Prosopographie
« Prosopographie » signifie étymologiquement « description d'une personne » (du grec πρόσωπον : « personnage (de théâtre) »), plus généralement un article ou un ouvrage dans lequel les personnalités qui composent un milieu social sont inventoriées et classées, avec des notices individuelles construites sur le même modèle, afin d'en mettre en évidence les aspects communs.
Pour les historiens, la prosopographie a longtemps été une science auxiliaire de l'histoire dont l'objectif était d'étudier les biographies des membres d'une catégorie spécifique de la société, le plus souvent des élites sociales ou politiques, en particulier leurs origines, leurs liens de parenté, leur appartenance à des cercles de conditionnement ou de décision.

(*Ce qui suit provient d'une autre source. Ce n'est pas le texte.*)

PR #289, opened 2016-01-12
Add unique and foreign key constraints to profile customization table

nanaya:
Raw SQL because there's no support for changing column type to `mediumint` :D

L'usage de l'informatique, et notamment l'archivistique des bases de données concernant la généalogie, a permis un développement important de cette approche historique.
Résistances
modifierEn étudiant des séries complètes de biographies des membres d'un milieu, lorsqu'elle porte sur un tel objet, la prosopographie montre comment se recrute réellement la classe dirigeante d'un pays, ainsi que son programme politique, par delà la mise en avant de procédures d'élections démocratiques. Elle n'a donc jamais manqué de provoquer une opposition hostile des milieux de pouvoirs, depuis la publication à partir de 1797 des premiers Mémoires pour servir à l'histoire du Jacobinisme qui portaient sur le recrutement des élites parvenues au pouvoir avec la Révolution française, jusqu'à celle de la Noblesse d'État dans laquelle Pierre Bourdieu montre comment se recrutent et se conditionnent les membres de la technocratie. En effet, ces séries de biographies finissent toujours par mettre en évidence des institutions officieuses de sélection, de conditionnement et de décisions, qu'il s'agisse de la Compagnie du Saint-Sacrement au XVIIe siècle, du club des Jacobins, de l'École des cadres d'Uriage, des Young leaders, ou encore Le Siècle au XXIe siècle.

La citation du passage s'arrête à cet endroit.